Cygwin and MinGW utilities may lose files - nanis
https://www.nu42.com/2016/03/tar-anomaly.html
======
jcoffland
Tl;dr if you have two files in a tar archive, one with an .exe extension and
another without, but otherwise with the same name, e.g. test and test.exe,
then both cygwin and msys2 tar will overwrite one of the files with the other
on extraction. The developers insist that this is the correct behavior, refuse
to even consider changing it and will barely even discuss it.

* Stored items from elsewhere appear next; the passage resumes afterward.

PR #545, opened 2015-04-05
0.16.5 Prerelease Track

digitalextremist:
Work in progress. Obsoletes #535. Closes #520.

`InternalPool` is disabled ( and broken ) at this point, but `Group::Proactor` is insanely fast and working. Going to start hitting this with `TravisCI` and get `InternalPool` back, and hopefully catch @e2's changes here. This will now be the branch that will become `0.16.5` ( and not be merged into `0.16.0` stable ) since we're closer to completing the next milestone than focusing on backporting to the last.

Issue #520, opened 2015-03-29
Research removal of InternalPool completely.


digitalextremist:
Per Garbage Collection observations made in #463 -- research the ramifications of removing `InternalPool` entirely. If the refactor can be performed safely and in reasonably good time, benchmark the performance of Celluloid without `InternalPool` and with it, and then retest #463 without it.

Of course, researching this truly and completely will result in an experimental prototype of Celluloid with no `InternalPool` ... if that branch outperforms the existing form *and solves the Garbage Collection dilemmas we're experiencing* polish that experimental version and remove `InternalPool` going forward.

digitalextremist:
See comments on #535 regarding `.group_class` ... about to push first run at this, working fine, all tests running stupid fast, but I need to retroactively heal `InternalPool` ( or not )

digitalextremist:
Closed in #545

Issue #511, opened 2015-03-28
Refactor supervision.


digitalextremist:
This started in #506 but for clarity here is a clean ticket. This is a big breaking change.

- [x] Remove all instance methods for supervision.
- [x] Implement a configuration object for actor supervision.
- [x] Add back support for supervision trees ( basics, complete this in `0.17.5` )
- [x] Fix regressions in `Pool`

Also clean up the `supervision` label:

~~#493 null pointer on SupervisionGroup#terminate~~
~~#434 Calling async.run from base class constructor might not be a good design.~~
- [x] celluloid/celluloid-supervision#3 ~~#430~~ supervisors_and_registry.rb not working correctly
- [x] celluloid/celluloid-supervision#4 ~~#355~~ Support for dynamically removing SupervisionGroup members
- [ ] celluloid/celluloid-supervision#5 ~~#331~~ Supervisors attempt to restart the same actor if terminated before restart completes
- [ ] celluloid/celluloid-supervision#6 ~~#233~~ Exception in #initialize took down parent SupervisionGroup

e2:
:+1

digitalextremist:
Refactor as gem, per #562.

Senjai:
@digitalextremist :+1: Sorry I wasn't able to follow through on the original issue, work caught up with me. I will keep watch though! I dont know why there's so much talk about extracting things into seperate gems. I don't know where the benefit is unless they can be run on their own. I'm all for removing as much knowledge from the system as possible though.

tarcieri:
@Senjai moving thing out of core allows us to focus more on the stability of core, while accepting and informing people of different levels of stability for the gems.

It also allows us to stabilize the API of core (for e.g. a Celluloid 1.0 release) while leaving the unstable parts to mature separately in gems.

Senjai:
@tarcieri that makes sense, so they would take more of a plug-in role?

tarcieri:
Yes. It also allows for parallel development of replacements (e.g. `celluloid-coordinator` should replace `celluloid-pool`). If these features are gems and not core functionality, I think people might be more interested in evaluating alternatives.

digitalextremist:
The sub-issues in this are all going to be moved to the issue tracker in their own gem and closed here, but this will remain for overall status.

digitalextremist:
Now, we all know the benchmarks on CI are prone to outside fluctuation and mean basically nothing for performance testing, only emergency detection. But..

### `ruby-2.2.0`

[...]

PR #547, opened 2015-04-05
0.17.0 Release Track

digitalextremist:
After https://groups.google.com/d/msg/celluloid-ruby/o1sm7gkMCsQ/iAVBP6EX4T4J
`0.16.5` is being bypassed as the release is far larger than previously planned, faster than planned.

#545 obsoleted, #520 closed, #535 will be completed here, #544 solved already... etc.
Closing in on a 10.17.01 release... abuse of the code is invited, and any feedback/fixes of course.


digitalextremist:
I've got this deployed on my development server, using a complex instance of `Celluloid`. And while the tests all pass, something isn't right. Digging into it, but we've gotten a lot moved forward today.

e2:
@digitalextremist - update: no ETA yet, because I don't consider things "working" until all JRuby tests pass (testing on MRI only simply isn't testing at all).

I've changed my opinion - I'd say that if only one Ruby had to be mandatory, I'd make it JRuby (and not MRI). E.g. the reason JRuby "hangs" (in some places) is because you simply don't get a deadlock exception on JRuby (because a deadlock can only be certain on MRI due to the GIL). And "real deadlocks" are more likely on JRuby (so if something works on MRI, but hangs on JRuby - it's a deadlock bug in Celluloid, and not something wrong with JRuby).

There are major changes in the way things flow, so I won't start merging until JRuby is green. I'll branch off and rebase whatever branch you want, since I'll be cherry-picking things commit-by-commit anyway.

Don't hold up because of me (since I have no ETA yet - still trying to get tests passing). I don't see any major merge issues here anyway (I branched off of refactor-test-suite to begin with). 

Whatever changes you make here, all I care about is all 0-16 tests either passing on MRI - or simply "disabled" (as opposed to "removed"). If you need to remove tests or methods - it's best to mark them as such (since I've reorganized some tests and made a few useless ones useful again).

Just saying in case I'm stuck for longer.

lib/celluloid/groups/proactor.rb
```diff
@@ -0,0 +1,56 @@
+require 'thread'
+
+module Celluloid
+  class Group
+    class Proactor < Group
```
tarcieri: Why this name? Proactor has a very specific meaning in asynchronous I/O

lib/celluloid/tasks/threaded.rb
```diff
@@ -0,0 +1,55 @@
+module Celluloid
+  class Task
+    # Tasks with a Thread backend
+    class Threaded < Task
```
tarcieri: Why are you changing these names?

digitalextremist: For consistency and following precedent. There is `Task::` and now `Group::` which are both ( like `Server::` were, moving from one to two to many ) in their own directories.

I hesitated to change the directory names to singular. I think plural may be better, but wasn't sure of changing `server/` to match precedent at every point.

Both tasks and groups are organized by type within one namespace rather than diluting the general namespace. And we have `PooledFiber` dropping into `Task` as well, but in its own gem. Something about a gem adding to the general namespace to add a specific type of something we have several of felt like we officially and markedly went over the point where there is one type of task, one internal pool and no other way around it. Now we encourage overriding those very loudly.

lib/celluloid/groups/proactor.rb
digitalextremist: Yeah, I'm trying for that pattern. The implementation isn't finished yet but there's a finalizer that's not a preset. Actually my default needs to be run in every case but another finalizer can be prepended. Not insisting on the name but am trying to correctly implement this pattern  ( not exclusively as I/O however ).

This gets instantiated then it makes and kills threads, so calling it itself `Thread` seemed wrong, so I'm focusing on its behavior.

tarcieri: I don't get how "creating a new thread" relates meaningfully to the Proactor Pattern

digitalextremist: Well there is thread creation, but it's sort of a high integrity thing going on here:

0. Create thread.
0. Small to large  ( possibly blocking ) activity.
0. Conclude, blocking.

I focus on 2 & 3 more, and how that's handled, trying to fit a pattern, otherwise I'd just call it Dispatcher and call it good.

tarcieri: I'd probably call it something that describes what it's actually doing like `Spawner`

digitalextremist: I'm down with `Spawn` or `Spawner` ... and I'll just hard code the finalizer as purely clearing locals and abandon the pattern I was shooting for, for now. I could see a use for different `Group` classes, not only for `ActorSystem`

digitalextremist:
Wow, 2e0bbe6 was a critical issue, and my "catch all" overly-complex `Celluloid` implementation caught the case where a `Hash` being passed into `supervise_as` was interpreted as an options `Hash` and not sent along as an argument. This was the "not quite right" thing I was picking up on.

digitalextremist:
Will mop up errors popping up related to `SupervisionGroup` shortly; may just launch into #511 instead.

digitalextremist:
@e2 we now have another test that cannot be passed by `Spawner` -- I'm updating it to *not* keep sleeping threads, since it's not a pool. So we need a way to flag which tests conform to `Group` standard and which are special. I think `Group::Pool` is going to need additional tests to be outside the `it_behaves_like` so we can revert temporary methods and let `Spawner` be leaner.

digitalextremist:
@e2 but the amendments you are making are overall *very* awesome.

digitalextremist:
@e2 `Group::*.to_a` can stay, but it's going down to the superclass.

digitalextremist:
Same with `each`

e2:
@digitalextremist - I'd aim for a leaner Spawner and Pool no sooner than JRuby works - some of the stuff is just essential for debugging when things go wrong. And too much is going wrong right now. 

Not to mention - some races are reproduceable only with "extra stuff" happening. Heisenbugs need to be squashed before "refactoring".

Otherwise, `:each` should be sufficient as a enumerator. Though, I'd wonder why someone even needs an enumerator. I'd use a queue-based "event listening" (threads created, threads finished, etc.) - which could happen without any locks, anyway.

digitalextremist:
`StackDump` uses an enumerator, and so will `Group::Unlocker` but don't worry about thinning `Spawner` or `Pool` for now. Are you sure they're not Schrödinbugs? :)

e2:
> Are you sure they're not Schrödinbugs? :)

I wouldn't be surprised if some things worked simply because of JRuby bugs. (Once/if they'd get fixed, we'd uncover Schrödinbugs). Not saying JRuby is bad - just that a lot of stuff that's happening in celluloid isn't covered by JRuby tests.

digitalextremist:
@e2 beware, something very large just broke, you may want to go get some coffee.

digitalextremist:
@e2 problem solved, a downstream `each` definition was washing out my new superclass method.

digitalextremist:
I think it's time to go get coffee before I accidentally destroy the universe.

digitalextremist:
@e2 we can leave this open, no longer bombard people with notifications for a while, and both write to abstractive/celluloid#4 onward. Once done there, we will merge abstractive/master into this branch again.

You have an invitation to write into that repository, and I will add new remotes to my local repository, or just start using a separate clone.

digitalextremist:
This is now the main focus of attention for `0.17.5` again. It's wildly out of focus but it'll be cleaned up over the next few days, then issue by issue, pr by pr concentration will resume clearly.

digitalextremist:
@tarcieri, @niamster ... this needs cleaning and probably some polishing up, which I will still do. But it is not only running without problems so far -- completely refactored as promised -- but it is also backported #614 and compatible with 0.16.0 expectant code. Whatever's left from this is to remove lingering `#de` comments, maybe some more consolidation of code used across gems, possibly a little bit of sanity checking, etc. We're basically there. @dilumnavanjana this would be good to thoroughly review.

I've often run into cases like this where the developers insist on some
ridiculous behavior and will not budge and even get angry if you question
their decision. Another good example I found recently was with makepkg, a tool
for creating packages for the pacman package system on ArchLinux. makepkg
refuses to run as root. It used to have an option --asroot which would
override this behavior but the devs decided to remove the option in recent
versions. They insist that there is absolutely no reason that you would ever
need to run makepkg as root and it is just too dangerous for you to be allowed
to do so. This makes it extremely difficult to run makepkg inside a Docker
container. They say you can just sudo to the nobody user but in Docker this
takes many nontrivial steps.

Another good example is Bitcoin where the "core" devs currently have a
strangle hold on the community. They've repeatedly made decisions that many
disagree with. Now the community has split into warring factions yet still
"core" retains its power.

Sure you can fork an Open-Source project but the power is held by those who
control the most popular outlet for that software.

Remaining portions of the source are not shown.